Berdasarkan PP No.8 Tahun 1979 tertanggal 11 April 1979, Dumai berubah status menjadi
Kota Administratif (merupakan kota administratif pertama di Sumatera dan ke-11 di Indonesia) di
bawah Kabupaten Daerah Tingkat (Dati) II Bengkalis. Berdasarkan UU No.16 Tahun 1999
tanggal 20 April 1999 (Lembaran Negara Tahun 1999 Nomor 50, tambahan Lembaran Negara
Nomor 3829), Dumai berubah status menjadi Kotamadya sehingga menjadi Kotamadya Dati II
Dumai. Seiring perkembangan politik di Indonesia, berdasar UU No. 22 Tahun 1999 maka
Kotamadya Dumai berubah menjadi Kota Dumai. Masa jabatan Walikota Dumai pertama dari
tanggal 27 April 1999 sehingga tanggal 27 April dijadikan hari ulang tahun Kota Dumai.

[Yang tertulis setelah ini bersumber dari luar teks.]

PR #5029, opened 2026-07-30
Improve error messages in HLS

fendor:
Use more lines to make exceptions more readable once they occur.

For debugging, also attach IPEBacktraces if HLS is compiled with `-finfo-table-map` on GHC >=9.10.

Turns the error:

image

Into 

image

And with `-finfo-table-map` we get something actually useful:

image


crtschin (approved):
Very nice!

PR #5031, opened 2026-08-02
cross-module renames

### LINKED ISSUE #4816: `hls-rename-plugin`: Rename across modules fails

Esgariot:
Fixes #4816, partially

This PR could hopefully serve as a stopgap until #4845 is merged.
Additionally it fixes an edge-case where there are multiple rename terms in the same line,
but still suffers from the existing global vs local term rename problems that the other PR fixes.

### DIFF
--- a/plugins/hls-rename-plugin/src/Ide/Plugin/Rename.hs
+++ b/plugins/hls-rename-plugin/src/Ide/Plugin/Rename.hs
@@ -20,7 +20,8 @@ import           Data.Generics
 import           Data.Hashable
 import           Data.HashSet                          (HashSet)
 import qualified Data.HashSet                          as HS
-import           Data.List.NonEmpty                    (NonEmpty ((:|)), groupAllWith)
+import           Data.List.NonEmpty                    (NonEmpty ((:|)),
+                                                        groupAllWith)
 import qualified Data.Map                              as M
 import           Data.Maybe
 import           Data.Mod.Word
--- a/plugins/hls-rename-plugin/src/Ide/Plugin/Rename.hs
+++ b/plugins/hls-rename-plugin/src/Ide/Plugin/Rename.hs
@@ -226,7 +226,7 @@ refsAtName state nfp name = do
         Nothing -> pure []
         Just mod -> liftIO $ mapMaybe rowToLoc <$> withHieDb (\hieDb ->
             -- See Note [Generated references]
-            filter (\(refRow HieDb.:. _) -> refIsGenerated refRow) <$>
+            filter (\(refRow HieDb.:. _) -> not $ refIsGenerated refRow) <$>
             findReferences
                 hieDb
                 True
--- a/plugins/hls-rename-plugin/src/Ide/Plugin/Rename.hs
+++ b/plugins/hls-rename-plugin/src/Ide/Plugin/Rename.hs
@@ -20,8 +20,7 @@ import           Data.Generics
 import           Data.Hashable
 import           Data.HashSet                          (HashSet)
 import qualified Data.HashSet                          as HS
-import           Data.List.NonEmpty                    (NonEmpty ((:|)),
-                                                        groupWith)
+import           Data.List.NonEmpty                    (NonEmpty ((:|)), groupAllWith)
 import qualified Data.Map                              as M
 import           Data.Maybe
 import           Data.Mod.Word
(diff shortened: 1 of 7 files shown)


fendor:
Hi, thank you for your PR!

Can you explain how it fixes the issue and what is still missing? Also, any benefit to merge this before https://github.com/haskell/haskell-language-server/pull/4845 or is it the hope that we can review this PR quicker?

Esgariot:
```diff
- filter (\(refRow HieDb.:. _) -> refIsGenerated refRow) <$>
+ filter (\(refRow HieDb.:. _) -> not $ refIsGenerated refRow)
```

condition flip, the intention there was to filter out the generated references, at least that's what the note says in 

```
{- Note [Generated references]
~~~~~~~~~~~~~~~~~~~~~~~~~~~~~~
GHC inserts `Use`s of record constructor everywhere where its record selectors are used,
which leads to record fields being renamed whenever corresponding constructor is renamed.
see https://github.com/haskell/haskell-language-server/issues/2915
To work around this, we filter out compiler-generated references.
-}
```

but instead only the generated refs made it in.
(#4845 also has this fix)

---

```diff
- collectWith :: (Hashable a, Eq b) => (a -> b) -> HashSet a -> [(b, HashSet a)]
- collectWith f = map (\(a :| as) -> (f a, HS.fromList (a:as))) . groupWith f . HS.toList
+ collectWith :: (Hashable a, Ord b) => (a -> b) -> HashSet a -> [(b, HashSet a)]
+ collectWith f = map (\(a :| as) -> (f a, HS.fromList (a:as))) . groupAllWith f . HS.toList
```

the `Location` is "uri + range", so 
1. when `filesRefs = collectWith locToUri refs` was called, 
2. now that more than one file was considered (`refs <- ... refsAtName ...` now is adding correct `dbRefs`, see first diff at the top)
3. when trying to group them by uri in `collectWith`, they were producing disjointed results because they weren't sorted by uri
4. so there were duplicate uri's in `fileRefs`
5. so only the last file edit for a group applied, but only in cases when there were multiple refs to be renamed in single line 

#4845 doesn't have this fix, so this pr is not strictly a subset of that other pr

---

I should probably also try the test cases against the former PR, and try to check if the `collectWith` edit fixes anything, or whether it's handled differently, maybe by more direct AST parsing that PR is doing.

If there is a value in `collectWith` fix by itself then I think it makes sense to merge this one, and I'll keep an eye on #4845 to adapt my test cases so they can use the `goldenWithCrossModuleRename`  

--- 

disclaimer: used AI for analysis, so I don't really know e.g. how `replaceRefs`, `diffText` etc ultimately apply the edits (grouping edits by line, etc), but these two minimal diffs above I am pretty sure about, and the test cases are really simple. Also, sorry if I'm being too chaotic in my comments and it's unreadable, I tend to go into edit spiral instead of just making new separate comment -_-

fendor:
Thank you for the summary, this seems to make sense to me.

Sure, try the other test cases as well, perhaps it already fixes most of them.

fendor:
It would be interesting to see whether this fixes this issue as well: https://github.com/haskell/haskell-language-server/issues/5032

Since we are filtering out the generated notes now

Esgariot:
Hmm, the tests from #4845 are not deterministic, up to 3 of 6 cross-module tests failing on my machine :<

but limiting it to the single test introduced in here, when applying the patch that adds `CrossModule(Definition|Usage).hs` (`--pattern "/CrossModule"`) to #4845, it always fails there unless I also apply the `collectWith` fix, then it always passes. 

So yeah, now I feel more confident that this PR can be merged on its own before #4845, and I should only rewrite my test to use [`goldenWithCrossModuleRename`](https://github.com/vidit-od/haskell-language-server/blob/7ff135093c4d733f1318972cd80fb6e88b8af2ad/plugins/hls-rename-plugin/test/Main.hs#L246-L266) in the future, independently of this PR.

I can take a look at repro of #5032 in a spare moment

fendor:
Could you also format the file using `stylish-haskell -i plugins/hls-rename-plugin/src/Ide/Plugin/Rename.hs`?

That would fix the pre-commit hook.

fendor (approved):
LGTM, thank you! 

I will wait for your confirmation you are happy with the patch as is before merging.

Esgariot:
@fendor I think it's ready to be merged, thx for reviewing!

I Kota Dumai merupakan hasil pemekaran dari Kabupaten Bengkalis. Dumai mengalami
beberapa kali peningkatan status. Semasa bergabung dengan Kabupaten Bengkalis, Dumai
berstatus sebagai Kota Administratif, yang kemudian ditingkatkan menjadi Kota Madya. Setelah
diberlakukannya Otonomi Daerah, Dumai dimekarkan menjadi sebuah kota yang berdiri sendiri,
berpisah dari Kabupaten Bengkalis. Pada awal pembentukannya, Kota Dumai hanya terdiri atas 3
kecamatan, 13 kelurahan dan 9 desa dengan jumlah penduduk 15.699 jiwa dengan tingkat
kepadatan 83,85 jiwa/km2.
Filosofis dasar peningkatan status Dumai dalam pengelolaan wilayah administrasi
pemerintahan ialah untuk memperpendek rentang kendali, mempercepat tingkat pelayanan dan
memperbesar peran masyarakat dalam penyelenggaraan pemerintahan, pengelolaan pembangunan
dan pemberdayaan masyarakat, disamping menangkap peluang pengembangan ekonomi.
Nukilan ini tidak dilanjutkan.